Time series ozone precursor data for the interpretation of surface ozone levels in
Central Taiwan
Kuang-Lin Yang, Jia-Lin Wang*
Department of Chemistry, National Central University, Chungli 320, Taiwan
cwang@cc.ncu.edu.tw
Abstract
Although air quality in Taiwan in general has been steadily improved over the
last decade, surface ozone levels appear to show the opposite trend. Seasonal ozone
episodes not only occur in urban areas, but also frequently affect rural areas of Taiwan.
While urban air pollution has been the focus of great interest in the past worldwide,
high ozone in rural areas constitutes even greater challenges in understanding the
causes. In light of the deteriorating trend of ozone, central Taiwan was selected as the
first area to be systematically investigated by the deployment of a network of 3
photochemical assessment monitoring stations (PAMS). The network uses automated
gas chromatographs performing year round hourly measurement of 56 ozone
precursors with either high abundance or significant photochemical reactivity.
Measurements made by PAMS in central Taiwan in the past 3 years have unveiled
numerous key mechanism of ozone formation in rural areas. Methodology of
disentangling the PAMS dataset of enormous size for revealing indicative
photochemical evidence has also been developed along with the operation of PAMS.
Compound pairs of various lifetime differences releasing from vehicular sources
were successfully identified from the PAMS data to serve as air indicator of air
parcels. It has been found that these compound ratios are in excellent agreement
with ozone hourly data, exhibiting coherent oscillations with ozone cycles with
maximum occurring around noon when the air parcel is more aged, and minimum
occurring in the morning and evening hours.
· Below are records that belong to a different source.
PR #876, opened 2022-06-14
IGNITE-17093 Map error codes for cli commands

valepakh:
https://issues.apache.org/jira/browse/IGNITE-17093


valepakh:
This PR also fixes some of the problems in the https://issues.apache.org/jira/browse/IGNITE-17109, see first comment.

modules/cli/src/integrationTest/java/org/apache/ignite/cli/deprecated/ItConfigCommandTest.java
```diff
@@ -123,10 +123,10 @@ public void setWithWrongData() {
                 "network.foo=\"bar\""
         );
 
-        //assertEquals(1, exitCode); // TODO
+        assertEquals(1, exitCode);
         assertThat(
                 err.toString(UTF_8),
-                both(startsWith("Command node config update failed with reason: Got error while updating the node configuration."))
+                both(startsWith("An error occurred when calling \"update node configuration\""))
```
PakhomovAlexander, line 129: 'update node configuration' is not the name of existing command

modules/cli/src/integrationTest/java/org/apache/ignite/cli/deprecated/ItConfigCommandTest.java
```diff
@@ -141,10 +141,10 @@ public void setWithWrongData() {
                 "network.shutdownQuietPeriod=asd"
         );
 
-        //assertEquals(1, exitCode); // TODO
+        assertEquals(1, exitCode);
         assertThat(
                 err.toString(UTF_8),
-                both(containsString("Command node config update failed with reason: Got error while updating the node configuration."))
+                both(containsString("An error occurred when calling \"update node configuration\""))
```
PakhomovAlexander, line 147: and here

modules/cli/src/test/java/org/apache/ignite/cli/commands/cliconfig/CliConfigSubCommandTest.java
```diff
@@ -37,11 +36,12 @@ void noKey() {
         // When executed without arguments
         execute();
 
-        // Then
```
PakhomovAlexander, line 40: If you remove '// Than', so remove '// When' as well

modules/cli/src/test/java/org/apache/ignite/cli/commands/sql/SqlCommandTest.java
```diff
@@ -0,0 +1,56 @@
...
+
+class SqlCommandTest extends CliCommandTestBase {
+
+    @Override
+    protected Class<?> getCommandClass() {
+        return SqlCommand.class;
+    }
+
+    @Test
+    @DisplayName("Should throw error if executed without execute or script-file options")
```
PakhomovAlexander, line 34: Should throw error if executed without --execute or --script-file

modules/cli/src/test/java/org/apache/ignite/cli/commands/CliCommandsErrorTest.java
```diff
@@ -0,0 +1,152 @@
...
+        sout = new StringWriter();
+        serr = new StringWriter();
+        cmd.setOut(new PrintWriter(sout));
+        cmd.setErr(new PrintWriter(serr));
+    }
+
+    private void execute(Class<?> cmdClass, String urlOptionName, String urlOptionValue, List<String> additionalOptions) {
+        setUp(cmdClass);
+        List<String> options = new ArrayList<>();
+        options.add("--" + urlOptionName + "=" + urlOptionValue);
```
PakhomovAlexander, line 67: I believe explicit option passing is obvious in the context of testing CLI. Could we just use "--node-url=something"?

modules/cli/src/test/java/org/apache/ignite/cli/commands/CliCommandsErrorTest.java
```diff
@@ -0,0 +1,152 @@
...
+        options.addAll(additionalOptions);
+        exitCode = cmd.execute(options.toArray(new String[0]));
+    }
+
+    static List<Arguments> cmdClassAndOptionsProvider() {
+        return List.of(
+                Arguments.arguments(NodeConfigShowSubCommand.class, "node-url", List.of()),
```
PakhomovAlexander, line 74: connect, status, cluster init also have --cluster-url or --node-url options. Shall we add tests for them as well?

modules/cli/src/test/java/org/apache/ignite/cli/commands/CliCommandsErrorTest.java
valepakh: There are different option names and different option values which are passed from the parameters for tests from the cmdClassAndOptionsProvider method.

modules/cli/src/test/java/org/apache/ignite/cli/commands/CliCommandsErrorTest.java
```diff
@@ -0,0 +1,152 @@
...
+                Arguments.arguments(NodeConfigUpdateSubCommand.class, "node-url", List.of("config")),
+                Arguments.arguments(ClusterConfigShowSubCommand.class, "cluster-url", List.of()),
+                Arguments.arguments(ClusterConfigUpdateSubCommand.class, "cluster-url", List.of("config"))
```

Wind data also indicate that the more
aged air parcels thus containing higher ozone are being transported from distant areas.
For instance, at Chushun (竹山) station high ozone (also high VOC ratio) always
correlates with northwestlies and higher wind speeds in noon time.
Comparison of seasonal variation of ozone between summer and fall also sheds
light to the understanding of seasonal high ozone phenomenon in rural environments.
More elevated ozone in fall in central Taiwan is the combined effect of the average
lower inversion height and more complete photochemical reactions, which enhance
the VOC and NOx mixing ratios by a factor of 2-5, and the degree of aging by 1.8
between summer and fall values.
Unlike the extremely synchronous relationship with compound pairs of traffic
origin, peak ozone levels show little correlation with biogenic emissions represented
by isoprene whose abundance is driven by sunlight and thus peaks at noon. Together
with the decline in isoprene concentration in fall by nearly 2 fold suggests the higher
ozone in rural areas in fall is likely to be more controlled by the vehicular emissions
rather than biogenic in the upwind areas compounded by the concentration
enhancement by the lowering of inversion heights.